*Records excerpted from a collection:*
-=-=-
PR #1431, opened 2019-02-12
Nest routes, section/subsection refactor - Identification

### LINKED ISSUE #1422: Make use of react nested routes instead of SectionViews component
SectionViews component handles common rendering and routing features, the scope of this story is to replace the routing portion only with react nested routes. Basically SectionViews component loops through the section components and then returns the specific component, but this can easily be handled by react nested routes.

This task should be time boxed to 2 days for exploration, and if possible we can continue the refactor, but if not we can close the time box and regroup.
-=-=-
*REQUIRED WORK:* Check each line of the records for the word "nested", and show the lines that contain it.

*ANSWER AREA:*
### LINKED ISSUE #1422: Make use of react nested routes instead of SectionViews component
SectionViews component handles common rendering and routing features, the scope of this story is to replace the routing portion only with react nested routes. Basically SectionViews component loops through the section components and then returns the specific component, but this can easily be handled by react nested routes.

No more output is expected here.